To reconcile difficulties, this research makes use of a tactical decision scenario (TDS) design. A TDS is a simulation comprised of a series of scenarios and dilemmas that require participants to make decisions and take actions that could impact on the behaviour of others (Crichton et al., 2002). The goal of a TDS is to place individuals in a cognitively complex exercise where they are required to provide a detailed description of how they would respond to unfolding complex situations (Zimmerman et al., 2011). It is referred to as low fidelity becauseinformation is predetermined and standardised rather than interactive. Whilst it may be argued that this detracts from reality where individuals would be able to interact with their environment and actively seek information (as with microworlds), the narrative of the TDS was developed to minimise this weakness.
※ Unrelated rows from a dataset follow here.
PR #1127, opened 2026-07-09
DAH-2379: surface Docker deletion in progress

pixel29913:
## Describe your changes

Handle Docker `409 removal already in progress` during container deletion as a soft/non-terminal delete state.

When Docker reports that removal is already in progress, the validator now returns `FailedContainerRequest` with `error_code=DeletionInProgress` and passes the exact raw Docker exception string through `msg`. The backend companion PR uses that code to avoid treating the retry collision as a provider-impacting delete failure.

This keeps normal delete failures unchanged, still treats missing containers as successful idempotent deletes, and preserves the existing graceful-stop-before-force-remove delete flow from `main`.

Deploy order: deploy the backend companion PR first, because older backend code strictly parses the enum and needs to understand `DeletionInProgress` before validators can send it.

Tests run:

- `pdm run pytest tests/test_docker_service.py::test_docker_container_removal_in_progress_detection_covers_docker_py_api_error tests/test_docker_service.py::test_delete_container_removal_in_progress_returns_soft_failure tests/test_docker_service.py::test_delete_container_failure_msg_includes_underlying_error tests/test_docker_service.py::test_delete_customer_rental_treats_missing_container_as_deleted tests/test_docker_service.py::test_delete_filler_container_treats_missing_container_as_deleted tests/test_docker_service.py::test_delete_container_stops_gracefully_before_forced_removal tests/test_docker_service.py::test_delete_container_stop_failure_still_removes`
- `python -m py_compile neurons/validators/src/services/docker_service.py neurons/validators/tests/test_docker_service.py`
- `git diff --check -- neurons/validators/src/services/docker_service.py neurons/validators/tests/test_docker_service.py neurons/validators/src/payload_models/payloads.py`

[DAH-2379](https://app.notion.com/p/398b8bfdbde9816298f7fb8607610971)

Backend companion PR: https://github.com/Datura-ai/lium-io-backend/pull/753

- [x] I wrote tests.

### DIFF
--- a/neurons/validators/src/payload_models/payloads.py
+++ b/neurons/validators/src/payload_models/payloads.py
@@ -596,6 +596,7 @@ class FailedContainerErrorCodes(enum.Enum):
     UnknownError = "UnknownError"
     NoSshKeys = "NoSshKeys"
     ContainerNotRunning = "ContainerNotRunning"
+    DeletionInProgress = "DeletionInProgress"
     NoPortMappings = "NoPortMappings"
     InvalidExecutorId = "InvalidExecutorId"
     ExceptionError = "ExceptionError"
--- a/neurons/validators/src/services/docker_service.py
+++ b/neurons/validators/src/services/docker_service.py
@@ -194,6 +194,7 @@ _LOCAL_VOLUME_TIMEOUT_GB_PER_SEC = 10
 _LOCAL_VOLUME_TIMEOUT_MAX_SEC = 180
 _FILLER_EXTERNAL_PORT_OFFSET = 20
 _DOCKER_NO_SUCH_CONTAINER_PHRASE = "No such container"
+_DOCKER_REMOVAL_IN_PROGRESS_PHRASES = ("409", "removal", "already in progress")
 HOST_KEY_REQUIRED_EXTRA = {
     "ssh_host_key_missing": True,
     "docker_sdk_host_key_required": True,
@@ -321,16 +322,24 @@ def _parse_volume_size_to_bytes(value: str | None) -> int | None:
     return int(float(number) * _VOLUME_SIZE_SUFFIX_MULTIPLIERS[suffix.lower()])
 
 
-def _is_missing_docker_container_error(exc: Exception) -> bool:
-    if _DOCKER_NO_SUCH_CONTAINER_PHRASE in str(exc):
-        return True
+def _exception_texts(exc: Exception) -> list[str]:
+    texts = [str(exc)]
     if isinstance(exc, RetryError):
         last_exception = exc.last_attempt.exception()
-        return (
-            last_exception is not None
-            and _DOCKER_NO_SUCH_CONTAINER_PHRASE in str(last_exception)
-        )
-    return False
+        if last_exception is not None:
+            texts.append(str(last_exception))
+    return texts
+
+
+def _is_missing_docker_container_error(exc: Exception) -> bool:
+    return any(_DOCKER_NO_SUCH_CONTAINER_PHRASE in text for text in _exception_texts(exc))
+
+
+def _is_docker_container_removal_in_progress_error(exc: Exception) -> bool:
+    return any(
+        all(phrase in text.lower() for phrase in _DOCKER_REMOVAL_IN_PROGRESS_PHRASES)
+        for text in _exception_texts(exc)
+    )
 
 
 def _is_stale_vloopback_mountpoint_error(exc: Exception) -> bool:
@@ -4580,10 +4589,7 @@ class DockerService:
         docker_client: RentalDockerSdkClient,
         payload: ContainerDeleteRequest,
         log: _BoundLog,
-    ) -> None:
-        # DAH-2345: deletion is idempotent for every workload kind — a container that is already
-        # gone (e.g. removed by failed-create cleanup) must not fail the delete, or the backend
-        # retries a doomed request until force-removal and penalizes the miner.
+    ) -> FailedContainerRequest | None:
         try:
             await run_logged_rental_docker_sdk_operation(
                 operation="remove_container",
@@ -4598,6 +4604,29 @@ class DockerService:
                 remove_volumes=True,
             )
         except Exception as exc:
+            if _is_docker_container_removal_in_progress_error(exc):
+                # Docker is still processing the original force-remove request;
+                # let the backend keep polling without treating this as terminal.
+                error_msg = str(exc)
+                log.info(
+                    "Container deletion is still in progress",
+                    container_name=payload.container_name,
+                    error=error_msg,
+                )
+                return FailedContainerRequest(
+                    miner_hotkey=payload.miner_hotkey,
+                    executor_id=payload.executor_id,
+                    pod_id=payload.pod_id,
+                    workload_kind=payload.workload_kind,
+                    msg=error_msg,
+                    error_type=FailedContainerErrorTypes.ContainerDeletionFailed,
+                    error_code=FailedContainerErrorCodes.DeletionInProgress,
+                )
+
+            # DAH-2345: deletion is idempotent for every workload kind — a container
+            # that is already gone (e.g. removed by failed-create cleanup) must not
+            # fail the delete, or the backend retries a doomed request until
+            # force-removal and penalizes the miner.
             if not _is_missing_docker_container_error(exc):
                 raise
             log.info(
@@ -4605,6 +4634,7 @@ class DockerService:
                 container_name=payload.container_name,
                 error=str(exc),
             )
+        return None
 
     async def delete_container(
         self,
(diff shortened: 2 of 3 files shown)


neurons/validators/src/services/docker_service.py
```diff
@@ -3874,7 +3879,31 @@ async def delete_container(
                         remove_volumes=True,
                     )
                 except Exception as exc:
-                    # DAH-2345: deletion is idempotent for every workload kind — a container
+                    if _is_docker_container_removal_in_progress_error(exc):
```
taiberium: NIT: Can we hide this complex logic behind an internal method to make the code easier to read?

taiberium (approved):

neurons/validators/src/services/docker_service.py
```diff
@@ -208,6 +208,11 @@ def _is_missing_docker_container_error(exc: Exception) -> bool:
     return False
 
 
+def _is_docker_container_removal_in_progress_error(exc: Exception) -> bool:
```
taiberium, line 338: **NIT:** `_is_missing_docker_container_error` unwraps tenacity `RetryError` before matching, and this one doesn't.

Nothing retries `remove_container` today so there's no bug, but if a retry wrapper is added later, `str(RetryError)` won't contain the Docker text and this predicate will quietly stop matching. Worth making the two symmetric.

neurons/validators/src/services/docker_service.py
```diff
@@ -208,6 +208,11 @@ def _is_missing_docker_container_error(exc: Exception) -> bool:
...
+    text = str(exc).lower()
+    return "409" in text and "removal" in text and "already in progress" in text
```
taiberium: **NIT:** The match phrases are inline literals here.

The file keeps this kind of thing in module constants (`_DOCKER_NO_SUCH_CONTAINER_PHRASE` at line 137, `_VLOOPBACK_MOUNT_ERROR_PHRASES` at line 123), so these could move up too.

neurons/validators/src/payload_models/payloads.py
```diff
@@ -511,6 +511,7 @@ class FailedContainerErrorCodes(enum.Enum):
     UnknownError = "UnknownError"
     NoSshKeys = "NoSshKeys"
     ContainerNotRunning = "ContainerNotRunning"
+    DeletionInProgress = "DeletionInProgress"
```
taiberium, line 599: **NIT:** Deploy order.

The old backend parses `error_code` strictly, so an unknown `"DeletionInProgress"` raises a pydantic `ValidationError` and drops the whole message. Backend #753 has to deploy first. That's noted in the backend PR, worth repeating in this description.

neurons/validators/src/services/docker_service.py
```diff
@@ -3874,7 +3879,31 @@ async def delete_container(
...
+                        return FailedContainerRequest(
+                            miner_hotkey=payload.miner_hotkey,
+                            executor_id=payload.executor_id,
+                            pod_id=payload.pod_id,
+                            workload_kind=payload.workload_kind,
+                            msg=error_msg,
+                            error_type=FailedContainerErrorTypes.ContainerDeletionFailed,
+                            error_code=FailedContainerErrorCodes.DeletionInProgress,
+                        )
+                    # DAH-2345: deletion is idempotent for every workload kind - a container
```
taiberium: **NIT:** Unrelated change: the em dash in this DAH-2345 comment became a plain hyphen. Revert it to keep the diff clean.

```suggestion
                    # DAH-2345: deletion is idempotent for every workload kind — a container
```

neurons/validators/tests/test_docker_service.py
```diff
@@ -1015,6 +1016,55 @@ async def test_delete_container_failure_msg_includes_underlying_error(
     assert "500 Server Error: daemon exploded" in result.msg
 
 
+@pytest.mark.asyncio
+async def test_delete_container_removal_in_progress_returns_soft_failure(
```
taiberium, line 1421: **NIT:** This is the only new test and the error string is hand written.

Nothing exercises the real docker-py `APIError` format, and nothing proves a plain 409 (`You cannot remove a running container`) still falls through to the normal failure path. A direct unit test on `_is_docker_container_removal_in_progress_error` would cover both.

taiberium (approved):
Approve. 5 NITs, none blocking.

neurons/validators/src/services/docker_service.py
pixel29913: Addressed in the rebased shape: the removal-in-progress handling now lives inside _force_remove_container, so delete_container keeps the high-level flow: graceful stop, force remove, best-effort cleanup.

neurons/validators/src/services/docker_service.py
pixel29913: Addressed: missing-container and removal-in-progress matching now both go through _exception_texts, which unwraps Tenacity RetryError via last_attempt.exception().

neurons/validators/src/services/docker_service.py
pixel29913: Addressed: moved the match phrases to _DOCKER_REMOVAL_IN_PROGRESS_PHRASES next to the existing Docker error constants.

neurons/validators/src/payload_models/payloads.py
pixel29913: Addressed: repeated the backend-first deploy order in the validator PR description.

neurons/validators/src/services/docker_service.py
pixel29913: Addressed: the DAH-2345 comment keeps the em dash again.

neurons/validators/tests/test_docker_service.py
pixel29913: Addressed: added test_docker_container_removal_in_progress_detection_covers_docker_py_api_error covering docker-py APIError, RetryError wrapping, and unrelated 409 fallthrough.

fortunelucky777 (approved):
Approving the change itself — the mechanism holds up. Verified against the checkouts:

- `FailedContainerErrorCodes` mirrors exactly across the only two copies that exist (validator `payload_models/payloads.py` + backend `protocol/validator_requests.py`) — no third consumer left behind.
- The phrase matcher fires on the real production string, not just the test's fake client: `_call_api` raises `RentalDockerOperationError(_wrap_error_message(...))`, and `_wrap_error_message` appends the full `str(exc)`, so `409` / `removal` / `already in progress` all survive the wrapping.
- Returning a `FailedContainerRequest` is contract-compatible — `_failed_delete` already returns one, and both `miner_service` call sites pass `result` straight back without inspecting it.

**Blocking on one thing: this branch is 16 commits behind `main` and conflicts in `docker_service.py`.**

The conflict is not cosmetic. `b38ea5e0` (DAH-2427) landed after this base and wrapped the exact call this PR rewrites:

```python
                try:
                    await self._force_remove_container(docker_client, payload, log)
                except Exception:
                    # DAH-2427: a failed force-remove (backend FAILED / STOP_FAILED) is the
                    # classic wedge path — sweep before propagating so a wedged card does not
                    # outlive the failed delete. No-op while a live compute app still exists.
                    if payload.workload_kind == WorkloadKind.FILLER:
                        with _best_effort_delete_step(log, "sweep_wedged_gpus_after_failed_remove"):
                            await _sweep_wedged_gpus_after_teardown(ssh_client, log)
                    raise
```

Please rebase and nest the new early return **inside** that `try` rather than replacing it:

```python
                try:
                    removal_failure = await self._force_remove_container(docker_client, payload, log)
                    if removal_failure is not None:
                        return removal_failure
                except Exception:
                    # DAH-2427 sweep unchanged
                    ...
                    raise
```

`return` never reaches `except`, so `DeletionInProgress` still short-circuits while a *genuine* force-remove failure keeps sweeping the wedged GPU before propagating. Resolving by taking this branch's side wholesale would drop that sweep and re-open the DAH-2427 failure — a card stays pinned into the next rental.

Non-blocking nit: neither test exercises the real wrapping — the predicate test uses a bare `APIError`, and the integration test injects into the fake client. Asserting the predicate against `RentalDockerOperationError(_wrap_error_message("Docker SDK remove container failed", APIError(...)))` would close that seam; if the wrapper ever changes, this feature degrades silently back to the old behavior with no alarm.

pixel29913:
Rebased onto latest `main` and resolved the `docker_service.py` conflict from DAH-2427.

Specific review follow-ups addressed:
- kept the new `DeletionInProgress` early return inside the force-remove `try`
- preserved the DAH-2427 wedged-GPU sweep for genuine force-remove failures
- kept missing-container delete idempotency unchanged
- added coverage for the real wrapped Docker path: `RentalDockerOperationError(_wrap_error_message(... APIError ...))`, plus retry wrapping
- preserved the exact Docker error in `FailedContainerRequest.msg`

Staging smoke after deploy:
- verified validator/connector image `9815010` and backend image `8c8f387`
- rented pod `be8e27ba-5796-4213-988a-140d156233a2` on A6000 executor `185.216.20.168`
- SSH, `nvidia-smi`, logs endpoint, reboot, post-reboot GPU check, and delete all passed
- final pod list was empty
- connector/backend logs had no pod-specific `ERROR`, no `409`, and no Docker `500`

Note: the staging smoke covered the normal lifecycle path. The actual Docker `409 removal already in progress` branch is covered by the unit tests rather than a live staging reproduction.

PR #1129, opened 2026-07-10
DAH-2392 - Disable SSH connect debug logging by default

fortunelucky777:
## Describe your changes

Follow-up to DAH-2272. The SSH connect phase-timing instrumentation added to investigate the slow-connect / "Started in subnet" stall shipped **enabled by default**. That investigation is now closed, so this turns the debug logging off by default while keeping the tooling in the tree (re-enablable via env for any future investigation).

**What was noisy**
- **Layer 1 — per-connection phase timing:** `neurons/validators/src/services/ssh_connect_timing.py` emitted a `ssh_connect_phase_timing` info line on **every** `asyncssh.connect`. This was a hard `logger.info` **not gated by any flag** — so `SSH_DEBUG_LOGGING=false` alone did *not* silence it.
- **Layer 2 — asyncssh handshake DEBUG:** `neurons/validators/src/core/utils.py` raised the `asyncssh` logger to DEBUG (debug level 2) per connection when `SSH_DEBUG_LOGGING` was on — and the flag defaulted to `True`.

**How it's fixed**
- `core/config.py` — `SSH_DEBUG_LOGGING` default flipped `True → False` (off everywhere by default; set `SSH_DEBUG_LOGGING=true` per env to re-enable).
- `services/ssh_connect_timing.py` — the per-connect `ssh_connect_phase_timing` block is now gated behind `settings.SSH_DEBUG_LOGGING`, so the flag actually controls both layers.
- The abnormal `ssh_connection_lost` warning is intentionally left **ungated** — it only fires on abnormal drops (keepalive timeout / mid-deploy reset), so it's a low-volume signal, not per-connection noise.
- The two `docker_service.py` callsites are unchanged; they use `connect_with_phase_timing` purely as a context manager, so connects behave identically — just without the per-connection log when off.

**Tests**
- `tests/test_ssh_connect_timing.py`: an autouse fixture enables the flag for the existing emission tests, plus a new `test_phase_timing_suppressed_when_flag_off` proving the line is silent when off while the connection is still established/closed and abnormal drops still warn.
- `pytest tests/test_ssh_connect_timing.py` → **10 passed**.
- `ruff@0.5.1` clean on the changed lines (two pre-existing findings in `ssh_connect_timing.py`, `I001`/`UP035`, predate this branch and are left untouched per repo convention).

[DAH-2392 — Disable DAH-2272 SSH connect debug logging by default](https://app.notion.com/p/Disable-DAH-2272-SSH-connect-debug-logging-by-default-399b8bfdbde981f8aeecfd2c1036b00f)

### Verification (from the spec)

**Pre-deploy**
- [x] `pytest neurons/validators/tests/test_ssh_connect_timing.py` passes (10 passed).
- [x] With `SSH_DEBUG_LOGGING` unset (new default False): `connect_with_phase_timing` does **not** emit `ssh_connect_phase_timing`, and the asyncssh logger stays at WARNING (covered by the suppression test + `test_apply_asyncssh_log_level_off`).
- [x] With `SSH_DEBUG_LOGGING=true`: the phase-timing line and asyncssh DEBUG still appear (tooling re-enablable) — covered by the emission tests + `test_apply_asyncssh_log_level_on`.
- [x] `ruff` clean on changed lines.

**Post-deploy** (whoever deploys the validator re-runs):
- Query validator logs (Loki) for `ssh_connect_phase_timing` and confirm the per-connection line has stopped appearing.
- Confirm no `asyncssh` DEBUG handshake spam.
- Confirm the validator still verifies executors normally (SSH connects still succeed).

> No read-only baseline probe applies here — the "bug" is log noise from deployed validators, not a reproducible functional defect. Coverage is via unit tests; the post-deploy Loki check above is the confirmation.

- [x] I wrote tests.

### DIFF
--- a/neurons/validators/src/core/config.py
+++ b/neurons/validators/src/core/config.py
@@ -175,17 +175,16 @@ class Settings(BaseSettings):
     DRY_RUN: bool = Field(env="DRY_RUN", default=False, description="Run validation without publishing scores/weights")
     CONTAINER_CLEANUP_DRY_RUN: bool = Field(env="CONTAINER_CLEANUP_DRY_RUN", default=False, description="Dry run mode for stale container cleanup")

For example, the information given to participants reflected the type of information they would feasibly have access to in real crisis situations and it was realistic that further advice participants may request would not always be available. Overall, the strength of a TDS lies in its ability to provide contexts and problems or tasks that are similar to those practitioners would face in reality in terms of complexity and pressures (time constraints, uncertainty, lack of information and control over pace, ill-defined or conflicting goals and stress). It may be argued that a weakness of the TDS methodology is that it is not interactive, but this lack of interaction gives rise to a host of strengths. For example, participants all receive standard information in the same sequence with the same time delays between presentations of new feeds. Participants therefore all engage in exactly the same procedure meaning there is greater consistency and researchers have greater control over the simulation. It is thus possible to draw firmer conclusions than may be drawn with microworlds but still allowing some complexity present in naturalistic settings. Due to consistency in narrative and procedure TDSs may also be conducted on numerous participants
at once, saving both time and financial cost. Whilst TDSs sacrifice some fidelity possessed by traditional microworlds, they still maintain much of the environmental richness and complexity in addition to allowing researchers greater experimental control. This is a necessary trade-off to make within this research given the novelty of the topic under examination.